=== EXERCISE OBJECTIVE ===
Copies of all lines that contain "periods" are needed; take them from the data below.

=== RECORDS SUPPLIED ===
PR #451, opened 2024-02-01
Fix chat history sorting after posting message to the old chat

Sa1to:
It fixes issue with chat history sorting when new message is posted in the old chat: https://github.com/sourcegraph/jetbrains/pull/438#issuecomment-1919594604
## Test plan
* Create new chat and post message
* Create second chat and post message
* Check history tree
* Post message in the first chat
* Old chat should be moved to the top of the tree

### DIFF
--- a/src/main/kotlin/com/sourcegraph/cody/history/HistoryTree.kt
+++ b/src/main/kotlin/com/sourcegraph/cody/history/HistoryTree.kt
@@ -72,11 +72,7 @@ class HistoryTree(
         model.reload(root)
       } else {
         val period = root.periods().find { it.periodText == periodText }!!
-        val extended = period.leafs() + LeafNode(chat)
-        val sorted = extended.sortedByDescending { it.chat.getUpdatedTimeAt() }
-        period.removeAllChildren()
-        for (child in sorted) period.add(child)
-        model.reload(period)
+        addChatToPeriodAndSort(period, chat)
       }
     } else {
       val period =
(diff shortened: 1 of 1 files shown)


src/main/kotlin/com/sourcegraph/cody/history/HistoryTree.kt
```diff
@@ -78,6 +78,17 @@ class HistoryTree(
...
         model.reload(period)
       }
+    } else {
+      val period =
+          root
+              .periods()
+              .flatMap { it.leafs() }
+              .find { it.chat.internalId == chat.internalId }!!
+              .parent as PeriodNode
+      val sorted = period.leafs().sortedByDescending { it.chat.getUpdatedTimeAt() }
```
exigow: `period.leafs().sortedByDescending { it.chat.getUpdatedTimeAt() }` is now good candidate for a function (maybe smth like `Period.sortLeafs()`?).

pkukielka: I'm not sure if that logic is correct. What if you will update chat from different period, e.g. from yesterday?

exigow: Tip: You probably know this, but for the record: You can easily reproduce this by editing `cody_history.xml` and changing `updatedAt` to some old date.

pkukielka: I think what I reported is a small bug but it might not be super easy to fix.
Let's create a ticket and merge this one please.

pkukielka (approved):
LGTM

PR #452, opened 2024-02-01
Fix `TreeUI should be accessed only from EDT` exception

exigow:


src/main/kotlin/com/sourcegraph/cody/config/notification/AccountSettingChangeListener.kt
```diff
@@ -23,10 +23,10 @@ class AccountSettingChangeListener(project: Project) : ChangeListener(project) {
 
             // Notify Cody Agent about config changes.
             if (ConfigUtil.isCodyEnabled()) {
-              CodyAgentService.applyAgentOnBackgroundThread(project) { agent ->
-                agent.server.configurationDidChange(ConfigUtil.getAgentConfiguration(project))
-              }
-              CodyToolWindowContent.executeOnInstanceIfNotDisposed(project) {
+              CodyToolWindowContent.invokeLaterIfNotDisposed(project) {
```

=== EXERCISE RESULT ===
         val period = root.periods().find { it.periodText == periodText }!!
+              .periods()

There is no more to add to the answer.